C. Les problèmes de la faute intentionnelle

31 Au soutien de son argumentation, l’appelante invoque un principe fondamental en droit des assurances : un assureur n’assure jamais la faute intentionnelle de l’assuré. La convention d’assurance protège contre la réalisation d’un risque. Le caractère aléatoire de cet élément rend possible l’opération d’assurance. Ce risque constitue, en effet, l’objet même du contrat d’assurance tel que le définit le Code civil :

2468. Le contrat d’assurance est celui en vertu duquel l’assureur, moyennant une prime ou cotisation, s’engage à verser au preneur ou à un tiers une prestation en cas de réalisation d’un risque.

32 Bien qu’inséré au chapitre « De l’assurance de dommages », l’art. 2563 exprime clairement ce principe qui découle de la nature du contrat d’assurance. (Voir J.-G. Bergeron, Les contrats d’assurance (terrestre) : lignes et entre-lignes (1992), t. 2, p. 18.) Malgré toute convention contraire, l’assurance ne couvre pas les pertes résultant de la faute intentionnelle de l’assuré :

2563. L’exclusion du préjudice occasionné par cas fortuit ou par la faute de l’assuré n’est valable que si elle fait l’objet d’une stipulation expressément et limitativement énoncée au contrat.

Toutefois, l’assureur ne répond pas, nonobstant toute convention contraire, du préjudice provenant d’une faute intentionnelle de l’assuré.
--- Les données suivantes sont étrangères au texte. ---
PR #54, opened 2016-09-13
Improve CI, allow running locally

rhcarvalho:
- Use goimports in addition to gofmt -s.
- Checks `go vet` for errors.
- Experimentally adds `golint` -- we've discussed adding it before, we
  can give it a shot and disable if it starts to annoy us.
- Run tests an additional time with the -race flag.
- Document how to test code locally.

### DIFF
--- a/Makefile
+++ b/Makefile
@@ -1,3 +1,5 @@
+SHELL := /bin/bash
+
 ifndef FH_SYSTEM_DUMP_TOOL_VERSION
 FH_SYSTEM_DUMP_TOOL_VERSION := $(shell git describe --tags --abbrev=14)
 endif
@@ -10,3 +12,32 @@ all:
 .PHONY: clean
 clean:
 	@-go clean -i
+
+.PHONY: ci
+ci: check-gofmt check-goimports check-golint vet test test-race
+
+# goimports doesn't support the -s flag to simplify code, therefore we use both
+# goimports and gofmt -s.
+.PHONY: check-gofmt
+check-gofmt:
+	diff <(gofmt -s -d .) <(printf "")
+
+.PHONY: check-goimports
+check-goimports:
+	diff <(goimports -d .) <(printf "")
+
+.PHONY: check-golint
+check-golint:
+	diff <(golint ./...) <(printf "")
+
+.PHONY: vet
+vet:
+	go vet ./...
+
+.PHONY: test
+test:
+	go test -v -cpu=2 ./...
+
+.PHONY: test-race
+test-race:
+	go test -v -cpu=1,2,4 -short -race ./...
--- a/.travis.yml
+++ b/.travis.yml
@@ -1,6 +1,8 @@
 language: go
 go:
- - 1.6.3
+  - 1.6.3
+install:
+  - go get -u github.com/golang/lint/golint
+  - go get -u golang.org/x/tools/cmd/goimports
 script:
-  - test -z "$(gofmt -s -l $(find . -name '*.go'))" || { echo "Code needs to be gofmt'ed"; false; }
-  - go test ./...
+  - make --keep-going ci
--- a/CONTRIBUTING.md
+++ b/CONTRIBUTING.md
@@ -29,6 +29,24 @@ directory. It is recommended that GOPATH/bin is part of your PATH environment
 variable.
 
 
+## Testing
+
+Pull Requests are automatically tested using [Travis
+CI](https://travis-ci.org/). You can run the same tests locally during development:
+
+```
+make -k ci
+```
+
+That will run several verifications involving code formatting, unit tests, etc.
+The `-k` flag tells `make` to keep running even if one of the verifications
+fail. If you want to to terminate after encountering the first problem, omit
+that flag.
+
+To see what commands are used for testing, look at the output of `make -n ci`.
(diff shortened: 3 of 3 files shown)


Makefile
```diff
@@ -10,3 +10,32 @@ all:
...
 	@-go clean -i
+
+.PHONY: ci
+ci: check-gofmt check-goimports check-golint vet test test-race
+
+# goimports doesn't support the -s flag to simplify code, therefore we use both
+# goimports and gofmt -s.
+.PHONY: check-gofmt
+check-gofmt:
+	bash -c 'diff <(gofmt -s -d .) <(printf "")'
```
rhcarvalho: @david-martin check this out, just learned a nicer way to make sure `gofmt` etc fail if the output is not empty :)

Makefile
```diff
@@ -10,3 +10,32 @@ all:
...
+
+.PHONY: check-goimports
+check-goimports:
+	bash -c 'diff <(goimports -d .) <(printf "")'
+
+.PHONY: check-golint
+check-golint:
+	bash -c 'diff <(golint ./...) <(printf "")'
```
philbrookes: Wohoo :) Hope this works out!

Makefile
rhcarvalho: Setting `SHELL := /bin/bash` we can get rid of `bash -c`... will update.

Makefile
rhcarvalho: Yeah, so far it does :)

I learned the diff trick from the internets... tested it, works as expected (to detect actual problems).

Makefile
david-martin: @rhcarvalho SORCERY! :)

I had to understand.
```
$ diff <(echo "x") <(echo "y")
1c1
< x
---
> y
$ echo $?
1

$ diff <(echo "x") <(echo "x")
$ echo $?
0
```

I like it :+1:

rhcarvalho:
Introducing mistakes in the Go files shows how each of those checks is useful.

<details>
```console
$ git diff -U1
diff --git a/definitions_test.go b/definitions_test.go
index 6600eee..86743b4 100644
--- a/definitions_test.go
+++ b/definitions_test.go
@@ -45,3 +45,3 @@ func TestResourceDefinition(t *testing.T) {
        }
-       for i, tt := range tests {
+       for i, tt := range tests[:len(tests)] {
                runner := &FakeRunner{}
diff --git a/dump_writers.go b/dump_writers.go
index 798390d..afe5a63 100644
--- a/dump_writers.go
+++ b/dump_writers.go
@@ -27,2 +27,4 @@ func outToFile(basepath, extension, scope string) projectResourceWriterCloserFac
                return f, f, nil
+               if true {
+               }
        }
diff --git a/logs.go b/logs.go
index 631a332..7609ef2 100644
--- a/logs.go
+++ b/logs.go
@@ -9,2 +9,7 @@ import (
 
+// Check for error in the wrong location, error should be the last type.
+func dummyfunc() (error, int) {
+       return nil, 0
+}
+
 // LoggableResource describes an OpenShift resource that produces logs. Even
diff --git a/main.go b/main.go
index 0e50988..4a26097 100644
--- a/main.go
+++ b/main.go
@@ -9,2 +9,3 @@ import (
        "fmt"
+       _ "github.com/dummy/import"
        "io"
```
</details>

```console
$ # run just a subset of `make -k ci`
$ make -k check-gofmt check-goimports check-golint vet
diff <(gofmt -s -d .) <(printf "")
1,12d0
< diff definitions_test.go gofmt/definitions_test.go
< --- /tmp/gofmt335090355       2016-09-13 17:28:09.290100982 +0200
< +++ /tmp/gofmt193666166       2016-09-13 17:28:09.290100982 +0200
< @@ -43,7 +43,7 @@
<                       },
<               },
<       }
< -     for i, tt := range tests[:len(tests)] {
< +     for i, tt := range tests[:] {
<               runner := &FakeRunner{}
<               task := ResourceDefinition(runner, tt.project, tt.resource)
<               if err := task(); err != nil {
Makefile:23: recipe for target 'check-gofmt' failed
make: *** [check-gofmt] Error 1
diff <(goimports -d .) <(printf "")
1,20d0
< diff main.go gofmt/main.go
< --- /tmp/gofmt267049300       2016-09-13 17:28:09.338100011 +0200
< +++ /tmp/gofmt357755043       2016-09-13 17:28:09.338100011 +0200
< @@ -7,7 +7,6 @@
<       "errors"
<       "flag"
<       "fmt"
< -     _ "github.com/dummy/import"
<       "io"
<       "io/ioutil"
<       "log"
< @@ -16,6 +15,8 @@
<       "path/filepath"
<       "runtime"
<       "time"
< +
< +     _ "github.com/dummy/import"
<  )
<  
<  const (
Makefile:27: recipe for target 'check-goimports' failed
make: *** [check-goimports] Error 1
diff <(golint ./...) <(printf "")
1d0
< logs.go:11:1: error should be the last type when returning multiple items
Makefile:31: recipe for target 'check-golint' failed
make: *** [check-golint] Error 1
go vet ./...
dump_writers.go:28: unreachable code
exit status 1
Makefile:35: recipe for target 'vet' failed
make: *** [vet] Error 1
```

Yes, quite verbose. At least it gives us the information we care about.

philbrookes:
:+1: LGTM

33 La notion d’acte intentionnel doit être bien comprise. L’assuré doit rechercher non seulement la réalisation du risque, mais aussi celle du dommage même. En droit français, qui présente sur ce point de fortes similitudes avec le droit des assurances du Québec, la Cour de cassation a rappelé clairement cette règle (Cass. civ. 1re, 3 mars 1993, R.G.A.T. 1993.648 (Castrassur c. Camat), note P. Rémy).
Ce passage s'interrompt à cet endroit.